PROBLEM TO SOLVE - Look through the listing below for lines containing the word "current". State only their number.

PROVIDED INFORMATION -

PR #226, opened 2021-05-12
Chore/sva 214 further changes after feedback

digorath:

* filter out organizations without current members from the person screen dropdown
* show current faction of a person in its preview
* show current faction of a person on its detail page

### Screenshots
Screenshot 2021-05-12 at 14 32 03
Screenshot 2021-05-12 at 15 23 06
Screenshot 2021-05-12 at 15 22 19

---

SVA-214

### DIFF
--- a/src/components/TextListItem.tsx
+++ b/src/components/TextListItem.tsx
@@ -42,10 +42,12 @@ export const TextListItem: NamedExoticComponent<Props> & {
 }>(({ navigation, item, noSubtitle, leftImage }) => {
   const { routeName, params, subtitle, title, bottomDivider, topDivider, picture } = item;
 
+  const titleText = <BoldText>{trimNewLines(title)}</BoldText>;
+
   return (
     <ListItem
-      title={noSubtitle || !subtitle ? undefined : <RegularText small>{subtitle}</RegularText>}
-      subtitle={<BoldText>{trimNewLines(title)}</BoldText>}
+      title={noSubtitle || !subtitle ? titleText : <RegularText small>{subtitle}</RegularText>}
+      subtitle={noSubtitle || !subtitle ? undefined : titleText}
       bottomDivider={bottomDivider !== undefined ? bottomDivider : true}
       topDivider={topDivider !== undefined ? topDivider : false}
       containerStyle={styles.container}
--- a/src/components/oParl/Person.tsx
+++ b/src/components/oParl/Person.tsx
@@ -4,6 +4,7 @@ import { NavigationScreenProp } from 'react-navigation';
 import { texts } from '../../config';
 import { PersonData } from '../../types';
 import { WrapperHorizontal } from '../Wrapper';
+import { getOrganizationNameString } from './oParlHelpers';
 import { Row, SimpleRow } from './Row';
 import {
   KeywordSection,
@@ -46,6 +47,10 @@ export const Person = ({ data, navigation }: Props) => {
     web
   } = data;
 
+  const faction = membership?.find(
+    (membership) => membership.organization?.classification === 'Fraktion' && !membership.endDate
+  );
+
   return (
     <>
       <Row left={personTexts.name} right={name} leftWidth={leftWidth} fullText />
@@ -54,6 +59,18 @@ export const Person = ({ data, navigation }: Props) => {
       <Row left={personTexts.formOfAddress} right={formOfAddress} leftWidth={leftWidth} />
       <Row left={personTexts.givenName} right={givenName} leftWidth={leftWidth} />
       <Row left={personTexts.familyName} right={familyName} leftWidth={leftWidth} />
+      <Row
+        left={personTexts.faction}
+        right={faction?.organization && getOrganizationNameString(faction.organization)}
+        leftWidth={leftWidth}
+        onPress={() =>
+          navigation.push('OParlDetail', {
+            id: faction?.id,
+            type: faction?.type,
+            title: texts.oparl.membership.membership
+          })
+        }
+      />
       <Row left={personTexts.gender} right={gender} leftWidth={leftWidth} />
       <Row
         left={personTexts.email}
--- a/src/components/oParl/previews/PersonPreview.tsx
+++ b/src/components/oParl/previews/PersonPreview.tsx
@@ -17,15 +17,15 @@ export const PersonPreview = ({ data, navigation }: Props) => {
 
   const title = getFullName(texts.oparl.person.person, data);
   const faction = membership?.find(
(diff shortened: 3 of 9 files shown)


src/components/TextListItem.tsx
```diff
@@ -42,10 +42,12 @@ export const TextListItem: NamedExoticComponent<Props> & {
...
   const { routeName, params, subtitle, title, bottomDivider, topDivider, picture } = item;
 
+  const titleText = <BoldText>{trimNewLines(title)}</BoldText>;
+
   return (
     <ListItem
-      title={noSubtitle || !subtitle ? undefined : <RegularText small>{subtitle}</RegularText>}
-      subtitle={<BoldText>{trimNewLines(title)}</BoldText>}
+      title={noSubtitle || !subtitle ? titleText : <RegularText small>{subtitle}</RegularText>}
+      subtitle={noSubtitle || !subtitle ? undefined : titleText}
```
donni106, line 50: i do not get this fully right now. can you make a real sentence to help me when to show a `title` and when a `subtitle`?

digorath: Previously we had always shown the `title`-prop as the subtitle, and the `subtitle`-prop as the title, if it was present and if the `noSubtitle`-flag was not set.

I now changed the logic to show the `title`-prop as the title instead of as the subtitle, if there is no `subtitle`-prop that we want to show (i.e. it is `undefined` or the `noSubtitle`-flag is set).

the condition for the ternary remains the same, and I added the same ternary condition to the `subtitle` of `ListItem` as well.

This way the `titleText` is always shown, and only as a subtitle if we want to show a subtitle as well.

src/screens/OParl/OParlPersonsScreen.tsx
```diff
@@ -69,6 +72,7 @@ const useListData = (
     if (organization) {
       setListData(
         organization.membership
+          ?.filter((mem) => !mem.endDate)
```
donni106, line 75: `mem` could be `membership` as well here like in the next line, because it is the same, right?

src/screens/OParl/OParlOverviewScreen.tsx
```diff
@@ -39,11 +39,11 @@ export const OParlOverviewScreen = ({ navigation }: Props) => {
     <SafeAreaViewFlex>
       <ScrollView>
         <WrapperWithOrientation>
-          <Tile
+          {/* <Tile
             icon={<Icon xml={oParlSearch(colors.primary)} />}
             title={overviewTexts.search}
             onPress={() => navigation.navigate('OParlSearch', { title: overviewTexts.search })}
-          />
+          /> */}
```
donni106, line 46: delete this instead commenting out?

src/components/oParl/previews/PersonPreview.tsx
```diff
@@ -4,26 +4,32 @@ import { texts } from '../../../config';
...
-    <OParlPreviewEntry
-      id={id}
-      type={type}
-      title={title}
-      topDivider={true}
-      navigation={navigation}
-      screenTitle={texts.oparl.person.person}
-    />
-  );
+  const params = { id, type, title: texts.oparl.person.person };
```
donni106, line 23: `person.person`? could there be a different subkey for better readability? i have not checked the texts file to see myself, sorry for that.

src/components/oParl/Person.tsx
```diff
@@ -46,6 +47,10 @@ export const Person = ({ data, navigation }: Props) => {
     web
   } = data;
 
+  const faction = membership?.find(
+    (membership) => membership.organization?.classification === 'Fraktion' && !membership.endDate
+  );
```
donni106, line 52: a faction here is this compared to a faction in /PersonPreview.tsx 

```
const faction = membership?.find(
    (membership) => membership.organization?.classification === 'Fraktion' && !membership.endDate
  )?.organization;
```

which confuses me. it could be the organization here as well, right? as that is what is used in `right` prop of the `Row`

src/components/oParl/Person.tsx
```diff
@@ -54,6 +59,18 @@ export const Person = ({ data, navigation }: Props) => {
...
       <Row left={personTexts.familyName} right={familyName} leftWidth={leftWidth} />
+      <Row
+        left={personTexts.faction}
+        right={faction?.organization && getOrganizationNameString(faction.organization)}
+        leftWidth={leftWidth}
+        onPress={() =>
+          navigation.push('OParlDetail', {
+            id: faction?.id,
+            type: faction?.type,
+            title: texts.oparl.membership.membership
```
donni106, line 70: `membership.membership`? could there be a different subkey for better readability? i have not checked the texts file to see myself, sorry for that.

src/components/oParl/Person.tsx
donni106: hm ok i see in `onPress` even more is used from a faction, which is different to the other file.
than maybe do the explicit `.organization` as well in the other file to have no differences in nearly the same?

src/components/oParl/previews/PersonPreview.tsx
donni106: i had a look.

```
person: {
      affix: 'Namenszusatz:',
      body: 'Körperschaft',
      email: 'Email:',
      faction: 'Fraktion:',
      familyName: 'Familienname:',
      formOfAddress: 'Anrede:',
      gender: 'Geschlecht:',
      givenName: 'Vorname:',
      license: 'Lizenz: ',
      life: 'Leben: ',
      lifeSource: 'Quelle zu Lebensangaben: ',
      location: 'Ort',
      membership: 'Mitgliedschaften',
      name: 'Name:',
      person: 'Person',
      persons: 'Personen',
      phone: 'Telefon:',
      status: 'Status:',
      title: 'Titel:'
    },
```

should be fine. could think of `singular` and `plural` or something, but no need to change that, i would say.

donni106 (approved):

src/screens/OParl/OParlPersonsScreen.tsx
digorath: renamed to mem

src/screens/OParl/OParlOverviewScreen.tsx
digorath: deleted

src/components/oParl/previews/PersonPreview.tsx
digorath: :ok:

src/components/oParl/Person.tsx
digorath: i changed it to be aligned in bit files.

EXERCISE RESULT - 3